I never once said that I thought it was a problem with the app itself and was here trying to help figure this out. My best guess was a kernel issue but I didn't get a logcat and that's my fault. I will recompile the rom later and test again to see if the problem persist.

Crack Flashed From Recovery


----------



## bigeyes0x0

No I'm pretty sure it's not kernel issue (some kernel easily crashes the whole system if you write garbage data to its sysfs, scary as some kernel has their sysfs world writable too).
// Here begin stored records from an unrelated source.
PR #3396, opened 2023-10-04
add truncated_normal to initializers

levskaya:


cgarciae:
We should add the cur corresponding entry to the docs.

PR #3419, opened 2023-10-16
fixed GRU docstring

chiamp:
Fixed GRU docstring and [math equations](https://flax--3419.org.readthedocs.build/en/3419/api_reference/flax.linen/layers.html#flax.linen.GRUCell) so that it's accurately representing what's happening in the code.

Before the math equations were:
Screenshot 2023-10-16 at 3 51 42 PM

Now it's:
Screenshot 2023-10-16 at 3 51 59 PM


cgarciae (approved):
Thanks for catching this @chiamp!

PR #3425, opened 2023-10-19
fully deprecated old RNN api

### LINKED ISSUE #3399: Remove RNNCellBase refactor error messages
During the `RNNCellBase` refactor some tooling was created to produce error messages if users tried to leverage the old API. Now that a few months have passed, it would be a bit safer to assume that most active users have seen that error message and have fixed their code so we can remove this tooling.

https://github.com/google/flax/blob/0347dd2f34b1a581dd664698b7c842ca2f650745/flax/linen/recurrent.py#L60-L66

chiamp:
Resolves #3399.
Fully deprecated old RNN API.


cgarciae (approved):
Thanks @chiamp ! Looks good.

PR #3428, opened 2023-10-20
Fix warning with random number generation

NeilGirdhar:
This Flax function creates a dummy RNG key consisting of an empty uint32 array, and uses it as an RNG key.  Recent versions of Jax warn on using uint32 arrays as RNG keys.

To prevent the warning and simplify the code, just call jax.random.key(0).

# What does this PR do?

Fixes # (issue)

## Checklist
      checks if that's the case).
      link).

### DIFF
--- a/flax/core/scope.py
+++ b/flax/core/scope.py
@@ -954,9 +954,8 @@ class Scope:
     """
     self.reserve(name, 'params')
     if self.has_variable('params', name):
-      abs_rng = jax.ShapeDtypeStruct(
-          random.default_prng_impl().key_shape, jnp.uint32
-      )
+      # The seed is irrelevant since we only want to evaluate the shape.
+      abs_rng = random.key(0)
       value = self.get_variable('params', name)
       # Validate that the shape of the init_fn output is the same as the shape
       # of the existing parameter. This is to make sure that the hparams set up


levskaya:
I think #3424 will fix this, I'm just waiting on github's CI runners to stop being busted to get them in.

NeilGirdhar:
@levskaya Unfortunately, I don't think it does:
```
In [2]: import jax.random as random
In [3]: import jax
In [6]: with jax.enable_custom_prng():
   ...:     abs_rng = jax.eval_shape(lambda s: random.key_data(random.key(s)), 0)
   ...: 
In [7]: abs_rng
Out[7]: ShapeDtypeStruct(shape=(2,), dtype=uint32)
```
The problem is you're still calling `key_data`, which gives you the `uint32` arrays.  I think you should just call `key`.

levskaya:
Thanks Neil!  

I tried getting a warning at jax HEAD but couldn't trigger it, but taking another look at this old code it is a bit daft.  I think we can just fold the PRNG key instantiation into the `eval_shape` (the goal is to avoid _running_ any actual code).  That should avoid any present or future issue.

I tried doing that at #3429 - I expect tests should pass, but I can submit that to avoid this altogether.

NeilGirdhar:
@levskaya Sounds great, thanks for solving these issues proactively :)

I'll close this PR in deference to yours.

PR #3431, opened 2023-10-23
Remove transformers dependency from docs

cgarciae:
# Changes

`transformers` has a `flax<=0.7.0` constraint that is currently making installation of the docs impossible. To get around this, this PR removes the `transformers`dependency from `docs/requirements.txt` and excludes the `transfer_learning.ipynb` notebook from running on CI.


chiamp (approved):
Thanks!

It's likely a library issue, as I have seen users encountered similar problem before in bug reports with previous versions, and I managed to work around that with some trickery work around (I didn't find the real cause).

This time, the issue has the same "smell", if you want to help search for the issue, it might be a good idea, to run a constant logcat ("adb logcat > file" from your PC shell) and reproduce it. We better bring that over to PM though.


----------



## shiznu

bigeyes0x0 said:


> No I'm pretty sure it's not kernel issue (some kernel easily crashes the whole system if you write garbage data to its sysfs, scary as some kernel has their sysfs world writable too). It's likely a library issue, as I have seen users encountered similar problem before in bug reports with previous versions, and I managed to work around that with some trickery work around (I didn't find the real cause).
> 
> This time, the issue has the same "smell", if you want to help search for the issue, it might be a good idea, to run a constant logcat ("adb logcat > file" from your PC shell) and reproduce it. We better bring that over to PM though.


Good enough, I will try to reproduce when I get back home.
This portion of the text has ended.